In 2016 an Artificial Intelligence (AI) won an award for best short film at the Cannes Film Festival in France, in 2017 another created the world’s first AI music album for Sony, and elsewhere others began innovating and creating everything from winter scenes to help create better self-driving cars, to new product designs, including clothing, sneakers and even the world’s first self-evolving robot. And all these AI’s have one thing in common – they’re all “creative.”
AI is getting better and better at creating what’s known as “Generative content,” in short, content, such as images, music and scripts, or, let’s face it, text, that AI’s are able to make by themselves with little or, as is more the case, no input from humans, and recent examples include photo-realistic images of fake celebrities and an increasing number of new, other, AI composed music albums from artists such as Amper, DeepBach, Magenta, and Flow Machines, all AI’s. Now though scientists are working on building AI’s that can create generative video. The idea is that simply by typing out a phrase AI could create a video of that scene, and scientists at Duke University and Princeton University, following on from Microsoft who recently unveiled their own version that does the same but just for images, have created a working model.

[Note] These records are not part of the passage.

PR #5639, opened 2022-02-14
contrib/bundle: remove deprecated kubelet option.

klihub:
#### What type of PR is this?

/kind failing-test

Don't pass the deprecated `--non-masquerade-cidr` command line option to `kubelet`. It was recently removed altogether and now breaks tests in CI.

None

```release-note
None
```

### DIFF
--- a/contrib/bundle/test-e2e
+++ b/contrib/bundle/test-e2e
@@ -86,7 +86,7 @@ cp kubernetes/test/bin/{ginkgo,e2e.test} _output/bin
 export CONTAINER_RUNTIME=remote
 export CGROUP_DRIVER=systemd
 export CGROUP_ROOT=/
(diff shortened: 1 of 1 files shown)


fidencio:
LGTM, thanks @klihub!

A nit (which I do **not** think is worth re-spinning the PR because of that), would be nice to have a reference for the deprecation, even if as a comment in this PR.

klihub:
> LGTM, thanks @klihub!
> 
> A nit (which I do **not** think is worth re-spinning the PR because of that), would be nice to have a reference for the deprecation, even if as a comment in this PR.

Kubernetes PR https://github.com/kubernetes/kubernetes/pull/107096, commit https://github.com/kubernetes/kubernetes/commit/21809043b5af2469a7fd76e173ade1a2caf80ba0

PR #4385, opened 2020-11-19
test/e2e: disable a flaky test

kolyshkin:
/kind ci
/kind flake
/release-note-none

#### What this PR does / why we need it:

This is failing a lot recently. There is an open issue [1],
but let's disable this one until the issue is fixed.

[1] https://github.com/kubernetes/kubernetes/issues/96565

PR #5643, opened 2022-02-15
test/crio-wipe: fixups

kolyshkin:
Commit 6c69b44953 remove bats "run" from `run_podman_with_args`, meaning
variables $output and $status are no longer set after using it.

Commit f48f90d365 added a new test case which checks $output. Most
probably the $output is not even set, so the check isn't working.

Fix by using podman container exists which is the most straightforward
check.

Use the same check in `start_crio_with_stopped_pod`.

```release-note
NONE
```

### DIFF
--- a/test/crio-wipe.bats
+++ b/test/crio-wipe.bats
@@ -128,7 +128,7 @@ function start_crio_with_stopped_pod() {
 
 	run_crio_wipe
 
-	run_podman_with_args ps -a | grep test
+	run_podman_with_args container exists test
 }
 
 @test "do clear everything when shutdown file not found" {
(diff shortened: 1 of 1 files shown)


haircommander:
/approve
LGTM, nice investigative work

TomSweeneyRedHat:
LGTM

kolyshkin:
The failures are *definitely* unrelated since this PR does not changes anything in cri-o.

One failure seems to be a flaky test, which at some point was disabled (see https://github.com/cri-o/cri-o/pull/4385) but its signature has now changed, as so it no longer matches. Having said that, the bug which caused a flake is supposed to be fixed, but I am not quite sure in which version.

saschagrunert (approved):
LGTM

saschagrunert (approved):
/lgtm

PR #5655, opened 2022-02-16
Deny empty `localhost/` AppArmor profiles

saschagrunert:
#### What type of PR is this?

/kind bug

Specifying a `localhost/` profile for AppArmor would run containers as
unconfined and not the selected default profile. This means we now check
that case explicitly and error if so.

None
None

```release-note
Forbid AppArmor profiles with the name `localhost/`.
```


klihub:
LGTM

“Video generation is intimately related to video prediction,” say the authors in their new paper. Video prediction, where AI attempts to predict what actions come next in a video, has long been a goal of many AI researchers, and for obvious reasons, security companies, but so far, other than a product preview from MIT whose AI managed to predict what happened next in a cycle race, there have been relatively few successes.

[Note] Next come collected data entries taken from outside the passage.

PR #5662, opened 2022-02-18
CI: use kubernetes and cri-tools from git tip (aka HEAD, aka master)

kolyshkin:
#### What type of PR is this?

/kind ci

Use latest kubernetes and cri-tools in CI.

None

```release-note
NONE
```

### DIFF
--- a/contrib/test/integration/build/kubernetes.yml
+++ b/contrib/test/integration/build/kubernetes.yml
@@ -53,7 +53,7 @@
 
       # Whole script added by Ansible from build/kubernetes.yml
       export PATH=/usr/local/go/bin:/usr/bin:/usr/local/sbin:/usr/local/bin:/usr/sbin:/root/bin:{{ ansible_env.GOPATH }}/bin:{{ ansible_env.GOPATH }}/src/k8s.io/kubernetes/third_party/etcd:{{ ansible_env.GOPATH }}/src/k8s.io/kubernetes/_output/local/bin/linux/amd64/
-      export FEATURE_GATES="AllAlpha=false,RunAsGroup=true"
+      export FEATURE_GATES="AllAlpha=false"
       export CONTAINER_RUNTIME=remote
       export CGROUP_DRIVER=systemd
       export CONTAINER_RUNTIME_ENDPOINT='{{ crio_socket }}'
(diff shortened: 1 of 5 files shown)


saschagrunert (approved):
LGTM

haircommander:
for main branch I think we should use `master` for both kubernetes and cri-tools

also It looks like we need to drop RunAsGroup=true from https://github.com/cri-o/cri-o/blob/main/contrib/test/integration/build/kubernetes.yml#L56

TomSweeneyRedHat:
LGTM
once tests are happy and @haircommander 's concerns are addressed.

kolyshkin:
> for main branch I think we should use `master` for both kubernetes and cri-tools

This will bring it more instability into CI (and thus all the PRs), but it still makes sense.

Done.

> 
> also It looks like we need to drop RunAsGroup=true from https://github.com/cri-o/cri-o/blob/main/contrib/test/integration/build/kubernetes.yml#L56

Right! Done.

haircommander:
we should add `Conformance Tests should have at least two untainted nodes` to the skipped tests as well.

kolyshkin:
> Conformance Tests should have at least two untainted nodes

Can you provide a quick one-liner as to why this test is being disabled?

haircommander:
> > Conformance Tests should have at least two untainted nodes
> 
> Can you provide a quick one-liner as to why this test is being disabled?

"While fully conformant kubernetes clusters require more than 2 nodes, verifying that CRI-O is a compliant CRI implementation does not warrant multiple nodes. TODO(haircommander): when refactoring CI, we should consider spawning multiple nodes to drop this line"

haircommander:
/hold
@kolyshkin the dependencies check is failing because `contrib/test/integration/main.yml` still has 1.22 for cri-tools version. 

also, wdyt about setting cri-tools version to master as well in this branch?

kolyshkin:
> the dependencies check is failing because contrib/test/integration/main.yml still has 1.22 for cri-tools version.
> also, wdyt about setting cri-tools version to master as well in this branch?

Well, we have a problem.

We can not set version to `master` in `scripts/versions` because the binary cri-tools is used, i.e. it must be a release tag:
https://github.com/cri-o/cri-o/blob/71f577203d6cb726c306388c291a7ee31dc6949b/contrib/bundle/build#L135

OTOH we can use `master` from `scripts/github-actions-setup` because in there it is compiled from source.

The third place we get cri-tools is in `contrib/test/integration/build/cri-tools.yml` -- in there it is also compiled from source.

So, to use `master`, we need to change `contrib/bundle/build` from getting a binary release to compiling cri-tools from source. This can be addressed separately, and I'd rather not do it in this PR (which is mainly motivated by reducing CI failures).

Now, I have to use cri-tools 1.23.0 _everywhere_ since otherwise we'll have a dependency check complaining (as it does now).

Updated accordingly.

haircommander:
> Now, I have to use cri-tools 1.23.0 everywhere since otherwise we'll have a dependency check complaining (as it does now).

ah well, works for me

/lgtm

PR #5676, opened 2022-02-23
server: stop deleting pod from idIndex if already gone

haircommander:

#### What type of PR is this?

/kind bug

```release-note
none
```

### DIFF
--- a/server/sandbox_run_linux.go
+++ b/server/sandbox_run_linux.go
@@ -692,6 +692,10 @@ func (s *Server) runPodSandbox(ctx context.Context, req *types.RunPodSandboxRequ
 		log.Infof(ctx, description)
 		err := s.PodIDIndex().Delete(sbox.ID())
 		if err != nil {
+			// already deleted
+			if strings.Contains(err.Error(), noSuchID) {
+				return nil
+			}
 			log.Warnf(ctx, "Could not delete pod id %s from idIndex", sbox.ID())
 		}
 		return err


saschagrunert (approved):
LGTM

server/sandbox_run_linux.go
```diff
@@ -692,6 +692,10 @@ func (s *Server) runPodSandbox(ctx context.Context, req *types.RunPodSandboxRequ
 		log.Infof(ctx, description)
 		err := s.PodIDIndex().Delete(sbox.ID())
```
saschagrunert, line 693: Idea but not sure if that makes sense: How about making the `s.PodIDIndex().Delete` generally not fail if `noSuchID` is errored?

klihub: Another alternative would be to change  `containers/storage/pkg/truncindex` to return the already defined `ErrNotExist` instead of the dynamically constructed ID-specific error.

That way 1) the caller had a pretty cheap way of special-casing/ignoring that error (which looks like the only potential source of failure ATM), 2) existing external `truncindex` package behavior would not change in case some other users rely on `Delete()` failing for non-existing keys, 3) the caller could construct an ID-specific error, for instance using `errors.Wrap()`, if that's necessary.

haircommander: yeah either would work really, we talked about fixing hardcoding the error message before and never got around to it.

PR #5681, opened 2022-02-24
CI: always install required BATS version.

klihub:
#### What type of PR is this?

/kind ci

Currently CI nodes are expected to be set up correctly by regularly scheduled
ansible runs with the `setup` tag. However, empirical evidence (logging BATS
version from `integration` runs on CI nodes) proves that many of the CI nodes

Visual representations, however, especially moving ones, often contain a wide variety actions and outcomes so as a first step the researchers used a narrow range of easily defined activities, which they took from Google’s Kinetics Human Action Video Dataset, for their AI to learn from including sports, such as cycling, football, golf, hockey, jogging, sailing, swimming and water skiing. The AI then studied these clips and learnt to identify each motion, refining its neural network and refining itself all the time.
With a dataset in place, the researchers then used a two step process to create the generative video. The first step was to create an AI that could generate video based on just a text description, and then came the second stage, the creation of a second “Discriminator” AI.
For example, if the text input was to create a video of “biking in snow,” the first AI would produce a video and the second, the discriminator would judge it and compare it to a real video of someone biking in the snow, and any improvements or recommendations would be automatically fed back into the model so that over time the results got better and better until the generative video was indistinguishable from the real thing.
While the teams work is still in its earliest stages, with the new AI only capable of creating videos that are 32 frames long and the size of a postage stamp, over time they will get longer, bigger and better quality, and as it turns out the AI is finding humans, with our bodies and our unpredictable actions, the most problems, but to get a better grasp on us flesh bags the team are now training it to understand how the human skeleton works.
Beyond the obvious nightmare of fake news generation, an example of which I showed off recently during my talk on the Future of Trust in London, where another generative AI was used to create a thoroughly convincing fake Obama news clip, there could be actual use for generative video, such as using it to help train self-driving cars better by helping produce realistic road and traffic simulations, or helping athletes train better by simulating game play.
Either way it’ll be a while before we see any AI produced films, but we’re now at the start of our journey, and if following AI developments has taught me one thing, it won’t be decades before we see one, it’ll be years.